Divita G, Carter M, Redd A, Zeng Q, Gupta K, Trautner B, Samore M, Gundlapalli A
Guy Divita, University of Utah School of Medicine, Division of Epidemiology, 295 Chipeta Way, Salt Lake City, UT 84132, USA, E-mail:
Methods Inf Med. 2015;54(6):548-52. doi: 10.3414/ME14-02-0018. Epub 2015 Nov 4.
This article is part of the Focus Theme of Methods of Information in Medicine on "Big Data and Analytics in Healthcare".
This paper describes the scale-up efforts at the VA Salt Lake City Health Care System to address processing large corpora of clinical notes through a natural language processing (NLP) pipeline. The use case described is a current project focused on detecting the presence of an indwelling urinary catheter in hospitalized patients and subsequent catheter-associated urinary tract infections.
An NLP algorithm using v3NLP was developed to detect the presence of an indwelling urinary catheter in hospitalized patients. The algorithm was tested on a small corpus of notes on patients for whom the presence or absence of a catheter was already known (reference standard). In planning for a scale-up, we estimated that the original algorithm would have taken 2.4 days to run on a larger corpus of notes for this project (550,000 notes), and 27 days for a corpus of 6 million records representative of a national sample of notes. We approached scaling-up NLP pipelines through three techniques: pipeline replication via multi-threading, intra-annotator threading for tasks that can be further decomposed, and remote annotator services which enable annotator scale-out.
The scale-up resulted in reducing the average time to process a record from 206 milliseconds to 17 milliseconds or a 12- fold increase in performance when applied to a corpus of 550,000 notes.

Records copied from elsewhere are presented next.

PR #1046, opened 2020-02-24
No need for else after break

pi1024e:
- There is no need to have an else statement after an if statement that only contains a break command.

- Manual
- Automated


mcooley:
Thanks for taking a look at this. There's no difference in the behavior of the generated code, and I don't think the new style is significantly better than the old style, so we'll keep the existing code as-is.

PR #1049, opened 2020-02-25
Fix usability issues with settings flyout

### LINKED ISSUE #992: X/Y-min/max values in graph options should not change automatically when manually setting
**Describe the bug**
In attempting to lock aspect ratio of the graph window, we are adjusting X/Y-min/max values automatically. This behavior is not straightforward to users attempting to set a specific window.

**Expected behavior**
Users can edit all values without others changing automatically, even if that breaks aspect ratio.

**Screenshots**
tILdCPWS9A

### LINKED ISSUE #1019: Graph options error state should not prevent flyout closure
**Describe the bug**
When there is an error in graph options, the flyout is not light-dismissible.

**Expected behavior**
Flyout should always be dismissible. If in error, we should revert to previous good values (this is the behavior today, if you click outside of Calculator window).

**Screenshots**
image

joseartrivera:
- Set ForceProportionalAxes to false
- Remove not being able to close flyout when there is an error

- Manual tests

### DIFF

Purposely simplistic in nature, these scale-up efforts are the straight forward evolution from small scale NLP processing to larger scale extraction without incurring associated complexities that are inherited by the use of the underlying UIMA framework. These efforts represent generalizable and widely applicable techniques that will aid other computationally complex NLP pipelines that are of need to be scaled out for processing and analyzing big data.
本文是《医学信息方法》关于“医疗保健中的大数据与分析”重点主题的一部分。
本文描述了盐湖城退伍军人医疗保健系统为通过自然语言处理(NLP)管道处理大量临床记录所做的扩大规模努力。所描述的用例是当前一个专注于检测住院患者留置导尿管的存在以及随后的导尿管相关尿路感染的项目。
开发了一种使用v3NLP的NLP算法来检测住院患者留置导尿管的存在。该算法在一小部分已知是否存在导尿管的患者记录语料库(参考标准)上进行了测试。在规划扩大规模时,我们估计原始算法在处理该项目的更大记录语料库(550,000条记录)时需要2.4天运行,而处理代表全国记录样本的600万条记录的语料库则需要27天。我们通过三种技术来扩大NLP管道规模:通过多线程进行管道复制、对可进一步分解的任务进行注释器内线程处理以及启用注释器扩展的远程注释器服务。
扩大规模后,处理一条记录的平均时间从206毫秒减少到17毫秒,应用于550,000条记录的语料库时性能提高了12倍。
这些扩大规模的努力本质上有意简化,是从小规模NLP处理到大规模提取的直接演进,不会产生使用底层UIMA框架所带来的相关复杂性。这些努力代表了可推广且广泛适用的技术,将有助于其他需要扩大规模以处理和分析大数据的计算复杂的NLP管道。